# Speedfan: Lüfter automatisch aktivieren/deaktivieren



## Burney (7. Oktober 2008)

*Speedfan: Lüfter automatisch aktivieren/deaktivieren*

Hallo,

ich habe letzte Woche einen Accelero S1 Rev. 2 auf meine 8800 GTS (G92) gebaut und darauf einen Noctua P12-1300 (hat kein PWM) mit Kabelbindern befestigt. Wenn ich den Noctua per Speedfan auf 800rpm runterregle, läuft die Graka im Idle auf 38°C. 

Meine Idee ist nun, den Lüfter im Idle komplett auszuschalten, damit beim Arbeiten am Rechner ein Lüfter weniger meine Konzentration stört. Ich würde dabei ein Event in Speedfan erstellen, dass den Lüfter im Idle-Betrieb ausschaltet. Allerdings habe ich dazu noch ein paar Fragen:

Nimmt der Lüfter Schaden, wenn er im Speedfan auf 0% geregelt wird, oder liegt dann einfach keine Spannung an?

Woran würdet ihr das Event in Speedfan festmachen? Evtl. an der Graafikkarten-Temperatur (kann man die mit Speedfan überhaupt auslesen ... 0o)?

Wenn alle Stränge reißen, bestell ich mir halt einen PWM-Lüfter und lass den über die Lüftersteuerung der G92 laufen, die lässt sich ja mit dem Riva-Tuner ganz gut regeln, aber ich glaube nicht komplett abschalten.


----------



## Shibi (7. Oktober 2008)

*AW: Speedfan: Lüfter automatisch aktivieren/deaktivieren*

Bei 0% liegt im Normalfall keine Spannung an.
Als Event würde ich die Grafikkartentemperatur nehmen, aber ich bin mir nicht sicher, ob Speedfan die auslesen kann. (Ich verwende Speedfan schon eine Weile nichtmehr ^^)

Allerdings sollte ein Lüfter bei 800rpm fast lautlos arbeiten.
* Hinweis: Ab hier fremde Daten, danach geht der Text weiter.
PR #217, opened 2026-07-01
Add consequentialHint to ToolAnnotations

### LINKED ISSUE #176: Hint for reversible or consequential actions

beaufortfrancois:
Fix https://github.com/webmachinelearning/webmcp/issues/176

***
<a href="https://pr-preview.s3.amazonaws.com/beaufortfrancois/webmcp/pull/217.html" title="Last updated on Jul 24, 2026, 12:53 PM UTC (20de666)">Preview</a> | <a href="https://pr-preview.s3.amazonaws.com/webmachinelearning/webmcp/217/5801678...beaufortfrancois:20de666.html" title="Last updated on Jul 24, 2026, 12:53 PM UTC (20de666)">Diff</a>

### DIFF
--- a/index.bs
+++ b/index.bs
@@ -177,6 +177,9 @@ A <dfn>tool definition</dfn> is a [=struct=] with the following [=struct/items=]
   : <dfn>untrusted content hint</dfn>
   :: a [=boolean=], initially false.
 
+  : <dfn>consequential hint</dfn>
+  :: a [=boolean=], initially false.
+
   : <dfn>exposed origins</dfn>
   :: a [=list=] or [=origins=], initially [=list/empty=].
 </dl>
@@ -395,6 +398,9 @@ The <dfn method for=ModelContext>registerTool(<var>tool</var>, <var>options</var
 1. Let |untrusted content hint| be true if |tool|'s {{ModelContextTool/annotations}} [=map/exists=] and
    its {{ToolAnnotations/untrustedContentHint}} is true. Otherwise, let it be false.
 
+1. Let |consequential hint| be true if |tool|'s {{ModelContextTool/annotations}} [=map/exists=] and
+   its {{ToolAnnotations/consequentialHint}} is true. Otherwise, let it be false.
+
 1. Let |promise| be [=a new promise=] created in [=this=]'s [=relevant realm=].
 
 1. Let |signal| be |options|'s {{ModelContextRegisterToolOptions/signal}}.
@@ -447,6 +453,9 @@ The <dfn method for=ModelContext>registerTool(<var>tool</var>, <var>options</var
    : [=tool definition/untrusted content hint=]
    :: |untrusted content hint|
 
+   : [=tool definition/consequential hint=]
+   :: |consequential hint|
+
    : [=tool definition/exposed origins=]
    :: |exposed origins|
 
@@ -482,6 +491,7 @@ dictionary ModelContextTool {
 dictionary ToolAnnotations {
   boolean readOnlyHint = false;
   boolean untrustedContentHint = false;
+  boolean consequentialHint = false;
 };
 
 callback ToolExecuteCallback = Promise<any> (object input);
@@ -531,6 +541,9 @@ The {{ToolAnnotations}} dictionary provides optional metadata about a tool:
 
   : <code><var ignore>annotations</var>["{{ToolAnnotations/untrustedContentHint}}"]</code>
   :: If true, indicates that the tool's output contains data that is untrusted, from the perspective of the author registering the tool.
+
+  : <code><var ignore>annotations</var>["{{ToolAnnotations/consequentialHint}}"]</code>
+  :: If true, indicates that executing the tool will result in consequential actions, ex: booking a flight, transferring money.
 </dl>
 
 
@@ -1100,6 +1113,14 @@ respective private browsing modes are safely exposed to [=agents=] and that thes
 **Threats addressed:** [[#prompt-injection]] ([[#output-injection-attacks]])
 
 **How:** A boolean {{ToolAnnotations/untrustedContentHint}} annotation that acts as a signal to the client that the payload requires heightened security handling, allowing the client to sanitize the payload, use indicators such as spotlighting [[SPOTLIGHTING]] to highlight untrustworthy content to the model, or hide that part of the response entirely.
+
+<h4 id="mitigation-consequential-annotation">Consequential Annotation for Tool Executions</h4>
+
+**What:** Providing agents with a signal that a tool's execution results in significant, real-world, or non-reversible consequences.
+
+**Threats addressed:** [[#misrepresentation-of-intent]]
+
+**How:** A boolean {{ToolAnnotations/consequentialHint}} annotation acts as a signal to the client or agent that the tool performs a consequential action, such as booking a flight or transferring money. This way they can selectively enforce mandatory user confirmation prompts before executing high-stakes tools, directly mitigating the risk of accidental or malicious misrepresentation of intent.
 
 <h2 id="accessibility">Accessibility considerations</h2>
 
--- a/index.bs
+++ b/index.bs
@@ -669,7 +669,7 @@ The {{ToolAnnotations}} dictionary provides optional metadata about a tool:
   :: If true, indicates that the tool's output contains data that is untrusted, from the perspective of the author registering the tool.
 
   : <code><var ignore>annotations</var>["{{ToolAnnotations/consequentialHint}}"]</code>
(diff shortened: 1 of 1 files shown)


beaufortfrancois:
@domfarolino Please review

NoClueMike (commented):
When did "hints" deserve the time spent over actual communication. In the clients world, they can't even enable api"s for tools.

index.bs
```diff
@@ -1101,6 +1114,14 @@ respective private browsing modes are safely exposed to [=agents=] and that thes
 
 **How:** A boolean {{ToolAnnotations/untrustedContentHint}} annotation that acts as a signal to the client that the payload requires heightened security handling, allowing the client to sanitize the payload, use indicators such as spotlighting [[SPOTLIGHTING]] to highlight untrustworthy content to the model, or hide that part of the response entirely.
 
+<h4 id="mitigation-consequential-annotation">Consequential Annotation for Tool Executions</h4>
+
+**What:** Providing agents with a signal that a tool's execution results in significant, real-world, or non-reversible consequences.
+
+**Threats addressed:** [[#misrepresentation-of-intent]]
+
+**How:** A boolean {{ToolAnnotations/consequentialHint}} annotation acts as a signal to the client or agent that the tool performs a consequential action, such as booking a flight or transferring money. This way they can selectively enforce mandatory user confirmation prompts before executing high-stakes tools, directly mitigating the risk of accidental or malicious misrepresentation of intent.
```
victorhuangwq, line 1320: I agree that consequentialHint helps with the accidental case. Using the finalizeCart example, the name and description may be ambiguous about whether the tool merely prepares the cart or completes the purchase. A non-malicious developer still knows that execute triggers a purchase, so they will likely be marking the tool as consequential. This would give the client or agent an explicit signal that it should request confirmation rather than relying only on its interpretation of “finalize.”

I’m less convinced it mitigates the malicious case described here. A malicious developer controls the name, description, implementation, and annotations. If they deliberately describe finalizeCart ambiguously to conceal a purchase, they will omit consequentialHint or set it to false.

victorhuangwq (commented):
@beaufortfrancois thanks for adding this!

On a broader note, I'm starting to think if all ToolAnnotations should default to `null` instead of just false? 

For example, I'm not sure if `consequential` not being set is the same as `false`.

index.bs
johannhof: Yeah it does not prevent "malicious misrepresentation of intent", but beyond preventing mistakes it can help defend against indirect prompt injection that wants to trigger these actions, since the user would be asked to confirm them.

Maybe we should say that instead :)

johannhof:
Is `null` an option? I agree it seems better.

domfarolino:
If we don't like the idea of defaulting hints to `false`, we could provide no default at all; in that case they'd just be missing from the ToolAnnotations dictionary (`undefined`, just like `annotations.fakeHint`) and wouldn't be provided to the model (or the model would be expecting them, and would have to "fill in" _false_).

But then we'd have three values to think about: `undefined`, `true`, and `false`. Tool authors might ask when to explicitly pass `false` vs. leave it `undefined`, and tool consumers (models) now need to think about whether there's significance in the third value—did the developer just mean to omit the hint, but passed in `false` explicitly? Or does _explicit `false`_ mean something special that `undefined` doesn't capture??

The required/default boolean sidesteps this noise, so I like it more. I think it just matters how this will be used by models, but I think the binary makes more sense and models are unlikely to make use of all three values.

index.bs
domfarolino: +1 I agree with that framing, and we should avoid over-promising on malicious intent.

beaufortfrancois: I've updated this section with your feedback. Thanks!

victorhuangwq:
My original concern was that from an agent developer's perspective, it's an easy mistake to read consequentialHint = false as "this is safe," when it might just mean the web developer forgot to set it (or didn't know they should). A third "unset" state would mitigate that, though I take your point about the noise a special third value introduces.

I agree that making it required sidesteps the "forgot to set" problem entirely. If we go that route, do we intend it to be required for all ToolAnnotations, or only a certain subset? (Btw I don't think this discussion should block the current PR)

index.bs
beaufortfrancois: And I just rebased it.

index.bs
```diff
@@ -1299,6 +1311,14 @@ respective private browsing modes are safely exposed to [=agents=] and that thes
 
 **How:** A boolean {{ToolAnnotations/untrustedContentHint}} annotation that acts as a signal to the client that the payload requires heightened security handling, allowing the client to sanitize the payload, use indicators such as spotlighting [[SPOTLIGHTING]] to highlight untrustworthy content to the model, or hide that part of the response entirely.
 
+<h4 id="mitigation-consequential-annotation">Consequential Annotation for Tool Executions</h4>
+
+**What:** Providing agents with a signal that a tool's execution results in significant, real-world, or non-reversible consequences.
```
bvandersloot-mozilla, line 1316: There are more cases covered here than on line 670 where the dictionary fields are defined. These should align. Probably with this, more detailed, one.

bvandersloot-mozilla:
A ternary on the flag seems unwise. Particularly when undefined is falsy.

Assigning the safe default would be better than making them required, and is probably better than the current unsafe default (untrustedContentHint = false and consequentialHint = false) . Particularly because the failure cases have pretty different visibility and severity, e.g. increased friction vs silently taking a consequential action.

index.bs
beaufortfrancois: It's not clear to me what you suggest.

index.bs
```diff
@@ -658,6 +667,9 @@ The {{ToolAnnotations}} dictionary provides optional metadata about a tool:
 
   : <code><var ignore>annotations</var>["{{ToolAnnotations/untrustedContentHint}}"]</code>
   :: If true, indicates that the tool's output contains data that is untrusted, from the perspective of the author registering the tool.
+
+  : <code><var ignore>annotations</var>["{{ToolAnnotations/consequentialHint}}"]</code>
+  :: If true, indicates that executing the tool will result in consequential actions, ex: booking a flight, transferring money.
```
bvandersloot-mozilla:
```suggestion
  :: If true, indicates that executing the tool will result in consequential actions that are significant, real-world, or non-reversible, ex: booking a flight, transferring money.
```

index.bs
bvandersloot-mozilla: Suggestion inline above: https://github.com/webmachinelearning/webmcp/pull/217/changes#r3645416367

beaufortfrancois: Thanks!

victorhuangwq:
@bvandersloot-mozilla if`consequentialHint` is kept optional, we should still default to `false`, as per the discussion in #176 , since if it is on by default it will likely dilute what the signal tells the receiver about actual intent.

Like @domfarolino suggested in https://github.com/webmachinelearning/webmcp/issues/176#issuecomment-4507743028, most tools are likely going to be inconsequential. So having `consequentialHint=true` will mean the developer took deliberate action to indicate that.

`undefined` being falsy is a fair point for the ternary case, though my thought was that careful agent implementers at least will at least have a way to tell "not set" apart from "deliberately false".

I think it's better to revisit once we have Origin Trial feedback.

johannhof:
Yeah I think I'm coming around to the argument that ternary isn't desirable. The agent will have to make a binary decision either way with the information it is given. But I agree with Victor here that consequential = true by default seems to risk polluting / diluting the signal.

beaufortfrancois:
Since `consequentialHint` has landed in Chromium https://chromiumdash.appspot.com/commit/a1bf6d8347ecd82fae080076f62a61e8795d8e22, shall we merge this PR or wait?

domfarolino (approved):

Ich vermute, dass der Netzteillüfter oder ähnliches lauter ist als der Noctua. 

mfg, Shibi


----------



## Schnitzel (7. Oktober 2008)

*AW: Speedfan: Lüfter automatisch aktivieren/deaktivieren*

Ich würde es generell nicht empfehlen den Lüfter ganz abzuschalten.
Wie weit lässt sich der Noctua dann runterregeln?
Ich würde so weit runter gehen wie der Lüfter noch ordentlich läuft,
dann ist auch gewährleistet das die Spannungswandler wenigsten noch ein laues Lüftchen abbekommen.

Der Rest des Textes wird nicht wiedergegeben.